## TRY IT:
Transcribe exactly the line that contains "--- a/kartothek/io_components/metapartition.py" and all lines following it to the end of the material below; omit everything else.

## SOURCE DATA:
PR #250, opened 2020-03-16
Reset index with range index

xhochy:
We are the sole owner of the `DataFrame` in this case and can thus make in-place operations. For larger DataFrames, this was `7s` vs `5us` for me.

cc @mlondschien @jtilly

### DIFF
--- a/kartothek/io_components/metapartition.py
+++ b/kartothek/io_components/metapartition.py
@@ -839,7 +839,9 @@ class MetaPartition(Iterable):
                     ind_col = ind_col.dt.date
             index_cols.append(ind_col)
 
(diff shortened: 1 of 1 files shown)


fjetter:
Interesting. Did you check if there are other places where this might be relevant?

xhochy:
> Interesting. Did you check if there are other places where this might be relevant?

No, I only checked the path behind `kartothek.io.eager.read_table` with a quite large DataFrame. After the PRs now all time is spent in `pd.concat` and `read_parquet`, these are obviously necessary. In my case, they did only make up 30% before because the DataFrame I had at hand was expensive to copy (40% float, 40% object, the rest other numeric columns).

## OUTPUT FOR THIS EXERCISE:
--- a/kartothek/io_components/metapartition.py
+++ b/kartothek/io_components/metapartition.py
@@ -839,7 +839,9 @@ class MetaPartition(Iterable):
                     ind_col = ind_col.dt.date
             index_cols.append(ind_col)
 
(diff shortened: 1 of 1 files shown)


fjetter:
Interesting. Did you check if there are other places where this might be relevant?

xhochy:
> Interesting. Did you check if there are other places where this might be relevant?

No, I only checked the path behind `kartothek.io.eager.read_table` with a quite large DataFrame. After the PRs now all time is spent in `pd.concat` and `read_parquet`, these are obviously necessary. In my case, they did only make up 30% before because the DataFrame I had at hand was expensive to copy (40% float, 40% object, the rest other numeric columns).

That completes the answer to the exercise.